A public school teacher at 55 with a 403(b) and access to a governmental 457(b) plan can legally shelter $65,000 from federal taxes in 2026. A private-sector employee the same age, maxing a standard 401(k), caps out at $32,500. That $32,500 annual gap represents significant additional tax-deferred savings over a decade before any investment return is counted.
Two Plans, Not One
Public school teachers and most state and local government workers have access to two separate retirement savings vehicles simultaneously: a 403(b) plan — the public-sector equivalent of a 401(k) — and a governmental 457(b) plan. The IRS treats these as entirely independent plans with their own contribution limits. A teacher can max both.
For 2026, the employee elective deferral limit on a 403(b) is $24,500. The 457(b) carries the same $24,500 limit. Workers age 50 and older can add a catch-up contribution of $8,000 to each plan. That produces the $65,000 total: $24,500 + $8,000 + $24,500 + $8,000.
A private-sector worker in a standard 401(k) with no pension access gets one plan. Their 2026 maximum, including the age-50 catch-up, is $32,500. The public-sector worker’s advantage is an explicit feature of the tax code that most eligible employees never fully exploit.
For high earners making over $150,000, however, tax planning looks different starting in 2026 due to the SECURE 2.0 Roth mandate.
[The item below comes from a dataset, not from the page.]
PR #13040, opened 2026-09-07
Describe the members of a property by the type declaring them

dstepanov:
micronaut-validation ([micronaut-projects/micronaut-validation#631](https://github.com/micronaut-projects/micronaut-validation/pull/631)) validates over generated bean introspections and attributes a constraint to the element declaring it: an interface's constraints belong to the implicit group of that interface, `ElementDescriptor.getConstraintDescriptors()` is scoped to the declaring element, the `TraversableResolver` is asked with the member kind, and a field-level constraint is validated against the field's value. A generated introspection reported a property with the annotations of its field, its getter and every super type merged into one metadata, so the validator could read that only from the reflective `ReflectiveIntrospection` of the `micronaut-reflection` module, and the introspection profile of its Jakarta Validation TCK excluded the tests that need it.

Any employee whose prior-year FICA wages exceeded this threshold must make their catch-up contributions on an after-tax Roth basis rather than a pre-tax basis. This rule covers 401(k), 403(b), and governmental 457(b) plans alike. If a public institution has not updated its infrastructure to offer a Roth option, high-earning participants over age 50 are legally barred from making catch-up contributions entirely until a plan amendment is made.
The Age 60-63 Window Gets Even Better
Between ages 60 and 63, public employees can access an additional catch-up provision available only to 457(b) plans. This allows them to contribute unused catch-up amounts from prior years, effectively doubling their 457(b) contribution room during this narrow window. Combined with the standard 403(b) and age-50 catch-up contributions, total annual savings capacity can exceed $100,000 for workers in this age band.
SECURE 2.0 introduces an alternative boost to this age window via the new formalized “Super Catch-Up” limits. For 2026, while the standard age-50+ catch-up is capped at $8,000, the catch-up limit increases to $11,250 per plan for individuals aged 60 to 63. Assuming an employer supports both options, a 62-year-old public employee can stack their standard deferrals ($24,500 × 2) with these heightened super catch-ups ($11,250 × 2) to build an annual saving shield of $71,500.
This three-year window is critical. It rewards teachers and state workers who stayed in their careers long enough to approach retirement. A teacher who maxes both plans from age 60 to 63 can build substantial additional tax-deferred savings beyond what a private-sector worker can accumulate in the same period.
Why Most Eligible Workers Miss This
The structural advantage exists because public pensions are typically less generous than private-sector 401(k) matches. The tax code compensates by allowing dual plan access. Yet many teachers and state workers either do not know about the 457(b) option or assume their employer does not offer it.
Enrollment barriers matter. Some school districts and state agencies make 457(b) access difficult to find or require separate enrollment outside the main benefits portal. Others offer limited investment options in their 457(b) plans, discouraging participation. Inertia does the rest. A teacher maxing a 403(b) may never ask whether a second plan exists.
Compounding this administrative friction, public sector Human Resources departments are currently racing to update plan documents to comply with the new Roth requirements. Employees must actively verify their current workplace election portals to ensure their plans remain fully operational for catch-up contributions.
The Math Over Time
A teacher who contributes the full $65,000 annually from age 55 to 65 accumulates substantially more in contributions than a private-sector worker contributing $24,500 over the same period. The gap widens dramatically when investment returns compound over decades.
For workers who reach the 60-63 window and use the additional catch-up provision, the advantage becomes even more pronounced. A teacher who saves aggressively in those three years can offset years of lower contributions earlier in their career.
Capitalize On Your Retirement Accounts
The national savings rate has slipped to 4%. Most Americans are falling further behind on retirement savings capacity. Public school teachers and state workers sit on one of the most powerful tax-advantaged savings structures in the entire tax code.
If you work in public education or for a state or local government agency, verify whether your employer offers a 457(b) plan. If it does, enroll immediately and contribute as much as your budget allows. The tax savings compound. The catch-up window at 60-63 is real and worth planning for. The only question is whether you use it.
Editor’s Note: This article has been updated to include the 2026 SECURE 2.0 regulations, specifically the implementation of the higher $11,250 “Super Catch-Up” limits for workers aged 60 to 63 and the new mandatory Roth designation for catch-up contributions made by individuals with prior-year FICA wages exceeding $150,000.